Pinball, an Immoral Game
In the 1940s, pinball machines were seen as wicked and contributing to the moral decay of young people. Most of the major cities in the United States—Los Angeles, Chicago, New York, and more—banned pinball machines. Pinball machines were labeled a form of gambling because the coin-operated games offered payouts to the winner. Some of the laws banning pinball machines claimed that the machines enticed and robbed impressionable school children out of their lunch money. Other communities believed that the pinball industry was controlled by the mafia and, therefore, playing pinball was a gateway to organized crime.
Police Raided Arcades
In New York City, the problem of pinball playing was considered to be such a threat to society that, just a few weeks after the Japanese bombed Pearl Harbor, the mayor of New York, Fiorello La Guardia, formed a police task force to rid the city of the pinball menace once and for all. Arcades were raided and thousands of pinball machines were confiscated, smashed with sledgehammers, and tossed into the Hudson River. The undiscovered pinball machines were hidden away but still used. They could be found in some of the seedier bars and taverns.
Pinball Machines were a Symbol of Youth Rebellion
When The Who’s rock opera, Tommy, came out in 1972, pinball was still illegal in most cities, therefore the lead character was a non-conformist and rebel outlaw, despite his disabilities. When the sitcom, Happy Days, debuted, the show’s rebellious bad-boy, The Fonz, was shown playing pinball in the opening credits, probably to establish him as the tough guy on the edge of the law. Numerous subtle references to pinball and youth rebellion can be seen in TV shows and films of the 1950s, 1960s, and early 1970s.

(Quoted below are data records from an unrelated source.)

PR #711, opened 2024-03-29
Marques2020 Benchmarks currently fail in production and locally

mike-ferguson:
This PR forces certain `DataArrays` in  `properties_common.py` file to always have the dimensions `(neuroid, presentation`), which the code expects. Previous errors in production and local runs were generated because the dim order was reversed in many cases. 

I have run Alexnet on all Marques2020 benchmarks locally and reproduced the scores on the website. Pixels also works as well. Previously both pixels and Alexnet threw the errors that we saw.

### DIFF
--- a/brainscore_vision/benchmark_helpers/properties_common.py
+++ b/brainscore_vision/benchmark_helpers/properties_common.py
@@ -69,7 +69,7 @@ def get_firing_rates(model_identifier, model, region, stimulus_identifier, numbe
     affine_transformation = firing_rates_affine(model_identifier=model_identifier, model=model, region=region)
     affine_transformation = affine_transformation.values
 
-    activations = record_from_model(model, stimulus_identifier, number_of_trials).transpose()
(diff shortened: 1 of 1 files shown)


mschrimpf:
The [model_interface](https://brain-score.readthedocs.io/en/latest/modules/model_interface.html) does not guarantee the order of dimensions, it only specifies which dimensions have to be there and with which coordinates. So it's possible that we swapped for instance the `neuroid` and `presentation` dimension in the model helper which still satisfies the specification. But for benchmarks like this one that do not ensure the order of dimensions and just take the values, things might have broken.

This means that a `transpose()` call without arguments is also *not viable*! You need to specify which dimensions the DataArray should be transposed to, e.g. `transpose('presentation', 'neuroid')`

samwinebrake:
retrigger jenkins

mike-ferguson:
Merged without Jenkins tests passing, as OM still is not fully back up. Travis tests pass.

The City Council of New York City was finally convinced to take another look at pinball machines in 1976. Advocates of the game called in pinball wizard, Roger Sharpe, to demonstrate to the council that pinball was a game of skill not a game of chance. Journalists and council members crowded around Sharpe as he played. To hammer home the point that pinball is a game of skill, Sharpe pulled back the knob, but before releasing the new ball, he pointed—in a move copied from Babe Ruth—to the exact spot on the playing field and told the council members that he would put the ball at that spot. When he let go of the plunger, he skillfully guided the ball to the place he had indicated. The council was convinced and the decades-long ban on pinball was lifted.
Pinball and Video Games
Today, many pinball games have merged with video games for a new, modern gaming experience, but there are still plenty of people who love the old-school pinball games. The ban on pinball, however, forced nearly all the pinball companies to go out of business. Today, the only pinball manufacturer in the United States is Stern Pinball, located outside Chicago.